# Exercise description:
Transcribe, exactly and in full, every line from the one including "Change DisableDefaultSampling to" to the end of the listing.

========================================================================

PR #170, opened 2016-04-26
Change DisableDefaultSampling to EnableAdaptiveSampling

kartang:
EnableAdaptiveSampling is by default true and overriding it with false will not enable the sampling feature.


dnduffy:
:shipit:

========================================================================

# Reply:
Change DisableDefaultSampling to EnableAdaptiveSampling

kartang:
EnableAdaptiveSampling is by default true and overriding it with false will not enable the sampling feature.


dnduffy:
:shipit:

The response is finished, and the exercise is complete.